Gold Resource Corporation's polymetallic Arista vein deposit contains high-grade gold and silver mineralization with by-product credits of copper, lead and zinc. The Arista Vein system is made up of multiple en echelon veins with the two predominant veins being the Baja and the Arista veins. Both veins have been intercepted and as mine development continues high-grade ore is being stockpiled.

Mr. Juan Manuel Flores joins Gold Resource Corporation as Mexico Country Manager. Mr. Flores has over 30+ years of experience in the mining, metallurgy and construction industries. His experience includes country manager, general manager, operations manager, project manager, mine superintendent of different mines and processing operations, in some of the most productive underground and open pit mines in Mexico.

Mr. Flores' mining company associations include Minera Rio Tinto SA De CV, Constellation Copper, Pan American Gold Fields, Harrison Western, Mine Finders, Minera Frisco, Industrial Minera Mexico (ex-Asarco), Minas de Bacis, Cozamin, Grupo Mexbel and Groupo Summa. Mr. Flores graduated as a Mining and Metallurgist Engineer from the Universidad Autonoma de Chihuahua and in 1973 and 1974 attended the courses of the Master of Science Program, Mineral Economics, at the Colorado School of Mines.

Gold Resource Corporation's President, Mr. Jason Reid, stated, "We welcome Mr. Flores as he will complement our excellent team of professionals. We are building a first class underground mine under the expert direction of our Project Manager, Mr. Jorge Sanchez Del Toro, and with the addition of Mr. Flores, in concert with our dedicated staff of professionals, the Company is executing its plan for aggressive growth."

Mr. Jason Reid continued, "Commencement of stockpiling underground Arista ore, in the fourth quarter as planned, is a significant milestone for the El Aquila Project. We are presently mining the Baja vein and developing the Arista vein on the 4th level. Our spiral decline (see photo) will be to level 5 shortly where we will add additional working faces to the mining of the Baja and Arista veins."

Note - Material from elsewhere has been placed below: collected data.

PR #11164, opened 2020-10-06
Node AutoLayout

QilongTang:
Please Note:

### Purpose

Auto layout the newly created node from node auto complete.

Instead of the existing auto layout algorithm we are using for clean up layout which makes the initial node jumpy, I am simply putting the new node right next to the input port and arrange some Y offset based on inputport index.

"We have asked our team to evaluate an accelerated schedule to process the Arista deposit high-grade polymetallic ore as soon as practicable. We want to process our highest grade ore during this time of historically high metal prices," stated Mr. Jason Reid.

 
 
With GORO now mining their super high grade ore, their earnings should increase quickly.  They also added a "country" manager.  Why would they do that, as they are only IN Mexico?  I believe it is another hint from management.  They just LOVE to give out hints of what lies ahead.  I think this means they are close to buying another property in another country.  This would be great as large investors love diversification.  This would open up GORO to a much wider base of investors.  Gold Resources continues to perform in an outstanding manner.
 
Positions
 
Goro  (closed at $24.52, up $1.42, average price paid, $6.10) 
  
Mexus Gold  (closed .23, down 4 cents, average price paid, $0.20)   
 
GORO June 11, call options, strike $20 (closed at $6.05, up $0.25, [due to the low option volume, I'm going to start using the average of last bid and call, which is a more realistic price] average price paid, $5.60)
 
Closing this week I have a video from last year, but I missed it.  Another brilliant explanation of how politicians use our inability to visualize large numbers against us. (thanks to John P.)  Have a great week!